As a student of the MSE and a frequenter of geography courses, my understanding of scale is far more developed than the average person’s (I hope). Marceau’s (1999) article was an interesting read because it forced me to consider, in depth, the problems beyond just noting MAUP as a point of contention in your final research project. I am very curious to see what the future holds in terms of solving the MAUP—particularly the sensitivity test if we can find a way to perform it with less effort.  Maybe this already exists, as it has been 15 years.

 

On another note, applying this reading to my own project—scale is a somewhat challenging idea to take into account when building an ontology. Marceau is very clear about the problems of the spatial aggregation of data and cross scale correlations. Scale is obviously a huge factor in farming—what one farmer produces and how they run the farm is directly dependent on the scale of the operation. I have had trouble trying to work in a varying scale for the simple notion of a farm, since I was not planning to include geometry. I have come to realize the best way to address scale in my ontology is to specify a type of farm at a specific scale and work from there (Intensive agriculture for example). In fact by trying to include multiply scales for a farm, I would be building an upper-level ontology (which is not my goal).
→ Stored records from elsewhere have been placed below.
PR #315, opened 2020-06-10
[fix] Fix test reporter for vqa

vedanuj:
- Fixes test reporter when image_id has one dimension

Test Plan:

Test generating predictions for vqa

### DIFF
--- a/mmf/common/test_reporter.py
+++ b/mmf/common/test_reporter.py
@@ -159,9 +159,12 @@ class TestReporter(Dataset):
             if "question_id" in report:
                 report.question_id = gather_tensor(report.question_id).view(-1)
             if "image_id" in report:
-                _, enc_size = report.image_id.size()
                 report.image_id = gather_tensor(report.image_id)
-                report.image_id = report.image_id.view(-1, enc_size)
+                if len(report.image_id.shape) == 2:
+                    _, enc_size = report.image_id.size()
+                    report.image_id = report.image_id.view(-1, enc_size)
+                else:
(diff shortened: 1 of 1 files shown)


mmf/common/test_reporter.py
```diff
@@ -159,9 +159,12 @@ def add_to_report(self, report, model):
...
                 report.question_id = gather_tensor(report.question_id).view(-1)
             if "image_id" in report:
-                _, enc_size = report.image_id.size()
                 report.image_id = gather_tensor(report.image_id)
-                report.image_id = report.image_id.view(-1, enc_size)
+                if len(report.image_id.shape) == 2:
+                    _, enc_size = report.image_id.size()
+                    report.image_id = report.image_id.view(-1, enc_size)
+                else:
+                    report.image_id = report.image_id.view(-1)
```
apsdehal, line 167: Later, we should fix this properly by doing a gather all.

mmf/common/test_reporter.py
```diff
@@ -159,9 +159,12 @@ def add_to_report(self, report, model):
             if "question_id" in report:
                 report.question_id = gather_tensor(report.question_id).view(-1)
             if "image_id" in report:
-                _, enc_size = report.image_id.size()
                 report.image_id = gather_tensor(report.image_id)
-                report.image_id = report.image_id.view(-1, enc_size)
+                if len(report.image_id.shape) == 2:
```
ronghanghu, line 163: One should check the shape before (not after) `gather_tensor` (fixed in https://github.com/facebookresearch/mmf/pull/324)

PR #329, opened 2020-06-13
[feature] Add CPU tests to Actions

vedanuj:
- Add CPU tests to Github Actions. 
- Run a matrix : Ubuntu/Mac OS, Python 3.7, 3.8
- Proper caching of conda envs for both Linux and Mac
- Test results are uploaded as artifacts

- Linters(black, isort, flake8) will be added in a separate actions workflow for more clarity to developers where test fails. So not included with CPU tests here.
- CPU tests will be removed from Circle CI in subsequent PRs once we verify Actions is reliable 
- We cannot run tests for Windows yet as torch.distributed is not supported properly. Our tests can be fixed later if Windows tests are required and we can add `windows-latest` to the matrix.

Test Plan:
- Tested Actions on this branch

### DIFF
--- a/.github/workflows/cpu_test.yml
+++ b/.github/workflows/cpu_test.yml
@@ -1,0 +1,79 @@
+name: CPU Tests
+
+# This workflow is triggered on pushes to the repository.
+on: push
+
+jobs:
+  unittest:
+    strategy:
+      max-parallel: 8
+      matrix:
+        platform: [ubuntu-latest, macos-latest]
+        python-version: [3.6, 3.7, 3.8]
+
+    runs-on: ${{ matrix.platform }}
+
+    steps:
+    - name: Checkout master 🛎️
+      uses: actions/checkout@v2
+      # If you're using actions/checkout@v2 you must set persist-credentials to false in most
+      # cases for the deployment to work correctly.
+      with:
+        persist-credentials: false
+        ref: master
+        path: mmf_master
+
+    - name: Setup Conda Environment
+      uses: goanpeca/setup-miniconda@v1
+      with:
+        activate-environment: mmf
+        python-version: ${{ matrix.python-version }}
+        auto-update-conda: true
+        use-only-tar-bz2: true
+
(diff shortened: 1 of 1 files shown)


.github/workflows/cpu_test.yml
```diff
@@ -0,0 +1,83 @@
+name: CPU Tests
+
+on:
+  # Trigger the workflow on push to master or any pull request
+  push:
+    branches:
+      - master
```
apsdehal, line 7: What do you think about triggering it for all branches? Some of the branches aren't master but are important for the project. Also, this will help to understand CI failures before opening up the PR itself.

.github/workflows/cpu_test.yml
```diff
@@ -0,0 +1,83 @@
...
+        cd ${GITHUB_WORKSPACE}/mmf_master/tests
+        pytest --junitxml=artifacts/junit-${{ matrix.platform }}-python${{ matrix.python-version }}.xml -v .
+
+    - name: Upload Test Results
+      uses: actions/upload-artifact@v1
+      with:
+        name: pytest-results-${{ matrix.platform }}-python${{ matrix.python-version }}
+        path: mmf_master/tests/artifacts/junit-${{ matrix.platform }}-python${{ matrix.python-version }}.xml
+      # Use always() to always run this step to publish test results when there are test failures
+      if: ${{ always() }}
```
apsdehal, line 83: Is there a better way to do this?

.github/workflows/cpu_test.yml
vedanuj: Yeah we can do that.

.github/workflows/cpu_test.yml
vedanuj: This is the way I found from their [documentation](https://help.github.com/en/actions/language-and-framework-guides/using-python-with-github-actions#packaging-workflow-data-as-artifacts)

vedanuj:
We can fix the Windows tests in a separate PR.

PR #332, opened 2020-06-15
[feat, refactor] Trainer class refactor

vedanuj:
PR refactors the trainer class providing flexibility to extend from the BaseTrainer class and customize it. We also introduce a callback mechanism that can be executed at different events during training, validation or inference. Hence separates most of the logic of core training/optimization from other logistics.

- Create an abstract base trainer class, and core functionalities like loading dataset, model, optimizer, metrics are abstract methods that has to be implemented  by derived classes.  
- Create a new `MMFTrainer` class which keeps the same behavior as the current trainer but derived from the `BaseTrainer`.
- Move core logic of training loop, evaluation loop and prediction loop to Mixin classes and can be easily used in trainer classes.
- Create a callback mechanism similar to `PytorchLightning` with different types of events when callbacks can happen. With this it will be easier to have `PytorchLightning` supported trainer classes for `mmf`
- Callbacks are executed before or after events like training, validation, test, batch, epoch etc.
- Typing introduced in the trainer classes
- There can be some additional refactoring around how to include some additional callbacks like Early Stopping in the hooks, but that can be done  in future diffs.

Test Plan:
- Tested training, inference, validation runs, checked if events are happening in correct order with the new callback mechanism.

### DIFF
--- a/mmf/configs/defaults.yaml
+++ b/mmf/configs/defaults.yaml
@@ -4,7 +4,7 @@ config_version: 1.0
 # Configuration for training
 training:
     # Name of the trainer class used to define the training/evalution loop
-    trainer: base_trainer
+    trainer: mmf_trainer
     # Seed to be used for training. -1 means random seed between 1 and 100000.
     # Either pass fixed through your config or command line arguments
     # Pass null to the seed if you don't want it seeded anyhow and
--- a/mmf/configs/defaults.yaml
+++ b/mmf/configs/defaults.yaml
@@ -4,7 +4,7 @@ config_version: 1.0
 # Configuration for training
 training:
     # Name of the trainer class used to define the training/evalution loop
-    trainer: mmf_trainer
+    trainer: mmf
     # Seed to be used for training. -1 means random seed between 1 and 100000.
     # Either pass fixed through your config or command line arguments
     # Pass null to the seed if you don't want it seeded anyhow and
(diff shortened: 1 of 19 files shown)


mmf/configs/defaults.yaml
```diff
@@ -4,7 +4,7 @@ config_version: 1.0
 # Configuration for training
 training:
     # Name of the trainer class used to define the training/evalution loop
-    trainer: base_trainer
+    trainer: mmf_trainer
```
apsdehal, line 7: Can it be just called `mmf` instead of `mmf` trainer? Since, we are here, we should separately discuss how to provide options for trainers. Something like trainer attributes.

mmf/trainers/callbacks/checkpoint.py
```diff
@@ -0,0 +1,42 @@
+# Copyright (c) Facebook, Inc. and its affiliates.
+
+from mmf.common.registry import registry
+from mmf.trainers.callbacks.base import Callback
+from mmf.utils.checkpoint import Checkpoint
+
+
+class CheckpointCallback(Callback):
```
apsdehal, line 8: Should we add tests for these?

mmf/utils/env.py
```diff
@@ -131,6 +131,9 @@ def setup_imports():
             importlib.import_module("mmf.models." + module_name)
         elif f.find("trainer") != -1:
             splits = f.split(os.sep)
+            folder_name = splits[-2]
```
apsdehal, line 134: This will need rebase.

apsdehal:
We should also write some docs on this separately after this PR.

Geospatial ontologies built a single scale, however, may be a contributing factor the MAUP because the relationships they display won’t exist on another scale, or if they do maybe they are altered? On the other hand, a good ontology should be ‘universal’ which to means it would be applicable at many scales. So is the answer many single scale ontologies or one multi-scalar one (per research topic)?

-BannerGrey

Comments are closed.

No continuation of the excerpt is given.